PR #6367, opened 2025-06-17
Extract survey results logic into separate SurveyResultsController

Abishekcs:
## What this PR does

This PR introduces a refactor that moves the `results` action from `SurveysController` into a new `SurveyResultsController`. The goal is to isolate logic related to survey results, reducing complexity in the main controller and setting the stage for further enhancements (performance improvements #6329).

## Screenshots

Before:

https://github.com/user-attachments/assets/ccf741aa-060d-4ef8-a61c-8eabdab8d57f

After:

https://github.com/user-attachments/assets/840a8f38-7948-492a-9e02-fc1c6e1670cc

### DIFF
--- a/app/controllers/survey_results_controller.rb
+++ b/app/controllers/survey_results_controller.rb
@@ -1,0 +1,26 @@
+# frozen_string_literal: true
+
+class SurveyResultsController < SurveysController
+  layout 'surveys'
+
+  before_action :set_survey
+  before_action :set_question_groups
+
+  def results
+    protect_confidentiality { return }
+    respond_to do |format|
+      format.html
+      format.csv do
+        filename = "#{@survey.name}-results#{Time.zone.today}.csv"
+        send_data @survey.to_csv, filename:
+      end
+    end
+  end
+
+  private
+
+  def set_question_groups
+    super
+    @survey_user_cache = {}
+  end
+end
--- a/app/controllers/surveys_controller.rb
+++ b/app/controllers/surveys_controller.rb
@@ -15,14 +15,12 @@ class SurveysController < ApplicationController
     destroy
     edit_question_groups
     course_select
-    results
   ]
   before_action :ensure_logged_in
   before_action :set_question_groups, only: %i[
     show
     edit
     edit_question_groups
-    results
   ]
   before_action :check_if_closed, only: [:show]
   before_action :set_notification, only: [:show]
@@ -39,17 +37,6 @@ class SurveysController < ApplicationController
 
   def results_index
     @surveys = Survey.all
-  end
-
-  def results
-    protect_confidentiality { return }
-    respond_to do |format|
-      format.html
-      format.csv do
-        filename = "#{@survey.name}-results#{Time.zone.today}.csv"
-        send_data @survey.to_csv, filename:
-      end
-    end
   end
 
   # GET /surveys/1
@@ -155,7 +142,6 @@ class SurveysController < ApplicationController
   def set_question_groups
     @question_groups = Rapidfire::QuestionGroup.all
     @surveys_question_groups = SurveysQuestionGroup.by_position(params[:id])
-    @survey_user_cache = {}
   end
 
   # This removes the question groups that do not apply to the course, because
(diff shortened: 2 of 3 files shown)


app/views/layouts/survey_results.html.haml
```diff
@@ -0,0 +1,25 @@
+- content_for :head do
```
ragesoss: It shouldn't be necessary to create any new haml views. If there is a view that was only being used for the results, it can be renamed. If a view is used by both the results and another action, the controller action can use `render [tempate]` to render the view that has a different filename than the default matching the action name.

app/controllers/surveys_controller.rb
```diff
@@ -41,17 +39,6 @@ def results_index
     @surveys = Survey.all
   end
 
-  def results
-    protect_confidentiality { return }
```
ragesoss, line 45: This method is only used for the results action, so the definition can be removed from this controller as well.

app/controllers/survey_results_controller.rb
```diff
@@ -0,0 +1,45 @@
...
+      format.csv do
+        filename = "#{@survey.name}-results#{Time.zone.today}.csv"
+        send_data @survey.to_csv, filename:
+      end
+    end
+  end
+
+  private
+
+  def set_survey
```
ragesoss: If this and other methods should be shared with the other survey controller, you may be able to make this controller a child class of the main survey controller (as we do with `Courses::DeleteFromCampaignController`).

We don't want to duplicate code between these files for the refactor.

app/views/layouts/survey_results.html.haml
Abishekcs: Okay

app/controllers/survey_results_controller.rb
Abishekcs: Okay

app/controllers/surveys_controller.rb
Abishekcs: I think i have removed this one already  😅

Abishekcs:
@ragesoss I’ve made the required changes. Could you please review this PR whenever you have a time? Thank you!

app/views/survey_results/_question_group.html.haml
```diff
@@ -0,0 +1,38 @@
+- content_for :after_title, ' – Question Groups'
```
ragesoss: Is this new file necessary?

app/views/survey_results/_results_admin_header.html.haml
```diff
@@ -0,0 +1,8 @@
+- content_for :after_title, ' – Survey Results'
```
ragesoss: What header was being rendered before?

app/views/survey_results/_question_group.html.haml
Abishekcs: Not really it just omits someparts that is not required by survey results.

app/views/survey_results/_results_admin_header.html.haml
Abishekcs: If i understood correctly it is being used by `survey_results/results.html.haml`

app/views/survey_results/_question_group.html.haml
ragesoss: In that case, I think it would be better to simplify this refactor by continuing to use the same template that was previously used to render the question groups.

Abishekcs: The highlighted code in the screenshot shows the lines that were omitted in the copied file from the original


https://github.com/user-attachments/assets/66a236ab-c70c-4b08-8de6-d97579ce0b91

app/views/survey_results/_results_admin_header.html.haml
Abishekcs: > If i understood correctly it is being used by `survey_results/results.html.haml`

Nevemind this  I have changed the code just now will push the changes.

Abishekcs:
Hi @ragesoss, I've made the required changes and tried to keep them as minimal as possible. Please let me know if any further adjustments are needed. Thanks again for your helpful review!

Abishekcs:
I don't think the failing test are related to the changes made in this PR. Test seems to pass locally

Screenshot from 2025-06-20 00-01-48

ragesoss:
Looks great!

* * *

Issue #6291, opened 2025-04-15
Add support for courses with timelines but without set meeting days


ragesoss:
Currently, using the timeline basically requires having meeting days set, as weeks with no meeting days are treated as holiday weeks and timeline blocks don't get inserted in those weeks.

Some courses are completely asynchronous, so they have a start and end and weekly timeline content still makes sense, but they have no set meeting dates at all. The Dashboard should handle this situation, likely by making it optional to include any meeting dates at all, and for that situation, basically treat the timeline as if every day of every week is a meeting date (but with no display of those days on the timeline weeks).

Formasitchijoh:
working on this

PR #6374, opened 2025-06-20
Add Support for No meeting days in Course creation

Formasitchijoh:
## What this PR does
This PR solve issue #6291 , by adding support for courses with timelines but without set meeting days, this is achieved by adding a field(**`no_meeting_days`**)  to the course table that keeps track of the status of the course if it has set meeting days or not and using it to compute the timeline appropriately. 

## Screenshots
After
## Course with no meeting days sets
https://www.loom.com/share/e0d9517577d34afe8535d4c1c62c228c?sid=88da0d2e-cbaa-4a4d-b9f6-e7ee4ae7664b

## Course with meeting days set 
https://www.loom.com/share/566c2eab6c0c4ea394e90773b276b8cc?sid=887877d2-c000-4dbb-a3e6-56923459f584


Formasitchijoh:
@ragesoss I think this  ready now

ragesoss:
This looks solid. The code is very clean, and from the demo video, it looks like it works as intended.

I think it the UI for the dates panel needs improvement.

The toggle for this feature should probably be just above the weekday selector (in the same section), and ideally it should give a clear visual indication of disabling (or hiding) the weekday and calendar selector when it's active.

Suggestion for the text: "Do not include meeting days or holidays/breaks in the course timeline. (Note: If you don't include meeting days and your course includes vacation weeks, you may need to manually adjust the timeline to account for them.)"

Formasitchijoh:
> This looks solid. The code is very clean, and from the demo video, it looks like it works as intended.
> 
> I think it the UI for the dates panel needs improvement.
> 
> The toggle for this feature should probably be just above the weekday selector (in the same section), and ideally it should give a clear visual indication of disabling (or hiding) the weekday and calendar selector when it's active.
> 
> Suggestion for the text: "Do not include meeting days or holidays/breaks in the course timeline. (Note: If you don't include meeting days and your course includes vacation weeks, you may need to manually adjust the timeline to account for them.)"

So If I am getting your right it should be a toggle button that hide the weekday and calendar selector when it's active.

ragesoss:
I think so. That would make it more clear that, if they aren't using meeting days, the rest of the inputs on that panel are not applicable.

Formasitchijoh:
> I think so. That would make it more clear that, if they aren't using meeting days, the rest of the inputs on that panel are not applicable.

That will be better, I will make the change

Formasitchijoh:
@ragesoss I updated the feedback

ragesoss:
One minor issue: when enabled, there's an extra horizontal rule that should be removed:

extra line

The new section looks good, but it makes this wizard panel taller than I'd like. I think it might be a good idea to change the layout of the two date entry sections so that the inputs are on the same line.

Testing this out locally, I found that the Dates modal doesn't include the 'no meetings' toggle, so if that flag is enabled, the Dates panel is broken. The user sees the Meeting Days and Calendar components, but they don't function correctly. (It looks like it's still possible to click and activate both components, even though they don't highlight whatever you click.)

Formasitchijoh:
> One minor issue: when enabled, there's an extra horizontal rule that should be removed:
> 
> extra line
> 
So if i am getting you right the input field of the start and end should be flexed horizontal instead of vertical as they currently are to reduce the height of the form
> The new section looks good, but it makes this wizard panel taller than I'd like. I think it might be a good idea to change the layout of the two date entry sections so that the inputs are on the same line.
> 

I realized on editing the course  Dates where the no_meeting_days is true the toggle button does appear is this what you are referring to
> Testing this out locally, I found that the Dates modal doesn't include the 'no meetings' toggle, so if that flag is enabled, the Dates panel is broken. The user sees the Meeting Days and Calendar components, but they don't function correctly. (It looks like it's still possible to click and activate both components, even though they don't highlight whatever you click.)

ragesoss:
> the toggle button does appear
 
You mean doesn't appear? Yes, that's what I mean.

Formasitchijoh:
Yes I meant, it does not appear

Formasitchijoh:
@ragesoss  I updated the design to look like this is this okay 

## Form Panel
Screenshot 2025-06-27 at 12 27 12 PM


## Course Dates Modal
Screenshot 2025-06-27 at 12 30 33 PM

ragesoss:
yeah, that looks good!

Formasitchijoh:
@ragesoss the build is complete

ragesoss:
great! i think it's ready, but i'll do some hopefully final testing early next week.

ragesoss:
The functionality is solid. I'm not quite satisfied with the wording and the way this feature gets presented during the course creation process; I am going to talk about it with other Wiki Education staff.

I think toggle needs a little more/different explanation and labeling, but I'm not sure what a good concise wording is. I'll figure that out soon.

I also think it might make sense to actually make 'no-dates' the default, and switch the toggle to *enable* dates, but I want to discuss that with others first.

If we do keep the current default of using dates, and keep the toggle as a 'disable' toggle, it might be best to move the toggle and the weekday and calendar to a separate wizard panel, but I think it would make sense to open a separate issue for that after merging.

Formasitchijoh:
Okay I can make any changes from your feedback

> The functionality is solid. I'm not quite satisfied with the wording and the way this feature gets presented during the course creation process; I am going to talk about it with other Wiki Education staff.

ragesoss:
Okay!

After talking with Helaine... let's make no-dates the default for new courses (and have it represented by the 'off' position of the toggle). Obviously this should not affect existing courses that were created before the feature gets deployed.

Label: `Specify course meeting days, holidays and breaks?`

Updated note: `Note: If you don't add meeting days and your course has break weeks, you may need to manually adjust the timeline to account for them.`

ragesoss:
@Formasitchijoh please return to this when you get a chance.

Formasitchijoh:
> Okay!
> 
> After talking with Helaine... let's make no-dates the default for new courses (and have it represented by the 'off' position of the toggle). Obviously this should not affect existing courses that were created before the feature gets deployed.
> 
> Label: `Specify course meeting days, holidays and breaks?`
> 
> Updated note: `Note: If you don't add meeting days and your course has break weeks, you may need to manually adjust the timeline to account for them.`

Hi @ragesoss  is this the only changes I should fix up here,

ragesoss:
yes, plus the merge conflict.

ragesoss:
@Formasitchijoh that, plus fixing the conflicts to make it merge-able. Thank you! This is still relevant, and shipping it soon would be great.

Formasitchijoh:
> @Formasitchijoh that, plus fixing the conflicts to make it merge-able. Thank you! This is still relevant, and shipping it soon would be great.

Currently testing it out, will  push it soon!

--

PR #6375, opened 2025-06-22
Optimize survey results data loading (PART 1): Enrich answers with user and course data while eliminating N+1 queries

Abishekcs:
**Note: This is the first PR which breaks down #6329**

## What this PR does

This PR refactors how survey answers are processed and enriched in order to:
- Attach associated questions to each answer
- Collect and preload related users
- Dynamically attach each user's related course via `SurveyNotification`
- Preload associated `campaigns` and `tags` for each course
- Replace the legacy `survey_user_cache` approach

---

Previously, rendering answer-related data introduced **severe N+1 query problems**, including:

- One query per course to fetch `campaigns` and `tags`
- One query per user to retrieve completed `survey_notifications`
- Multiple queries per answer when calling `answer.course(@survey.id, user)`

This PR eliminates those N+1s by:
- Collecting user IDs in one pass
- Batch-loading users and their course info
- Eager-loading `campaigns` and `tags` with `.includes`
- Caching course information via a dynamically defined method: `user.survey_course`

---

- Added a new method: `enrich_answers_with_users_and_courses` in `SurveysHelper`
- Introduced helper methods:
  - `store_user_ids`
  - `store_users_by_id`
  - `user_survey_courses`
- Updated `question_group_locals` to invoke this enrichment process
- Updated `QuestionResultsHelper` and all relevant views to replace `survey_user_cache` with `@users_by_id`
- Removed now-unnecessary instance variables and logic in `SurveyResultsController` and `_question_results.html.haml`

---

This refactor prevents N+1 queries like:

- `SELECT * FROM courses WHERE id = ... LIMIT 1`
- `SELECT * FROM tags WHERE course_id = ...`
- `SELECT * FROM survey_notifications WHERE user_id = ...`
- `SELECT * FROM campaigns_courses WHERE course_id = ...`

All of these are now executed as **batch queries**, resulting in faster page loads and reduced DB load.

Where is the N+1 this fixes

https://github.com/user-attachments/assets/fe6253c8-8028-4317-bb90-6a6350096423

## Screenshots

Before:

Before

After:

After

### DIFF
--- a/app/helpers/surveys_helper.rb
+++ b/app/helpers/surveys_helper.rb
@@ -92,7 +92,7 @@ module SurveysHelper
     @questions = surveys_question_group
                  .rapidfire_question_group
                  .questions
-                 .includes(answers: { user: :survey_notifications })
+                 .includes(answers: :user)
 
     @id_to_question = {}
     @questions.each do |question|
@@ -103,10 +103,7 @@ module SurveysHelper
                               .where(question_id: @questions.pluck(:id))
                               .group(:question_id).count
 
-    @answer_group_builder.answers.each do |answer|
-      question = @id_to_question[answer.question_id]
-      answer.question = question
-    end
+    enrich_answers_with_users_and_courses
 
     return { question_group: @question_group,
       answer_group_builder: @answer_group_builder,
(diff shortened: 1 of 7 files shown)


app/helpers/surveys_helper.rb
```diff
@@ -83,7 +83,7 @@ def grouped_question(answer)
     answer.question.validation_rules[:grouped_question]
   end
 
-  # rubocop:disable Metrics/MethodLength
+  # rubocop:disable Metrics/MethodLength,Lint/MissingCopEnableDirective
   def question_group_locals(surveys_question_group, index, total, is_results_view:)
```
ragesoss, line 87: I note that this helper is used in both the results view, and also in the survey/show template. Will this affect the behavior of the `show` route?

Your instructions –
Write down how many lines of the data above contain the word "changes", with nothing else.

Solution to this problem –
6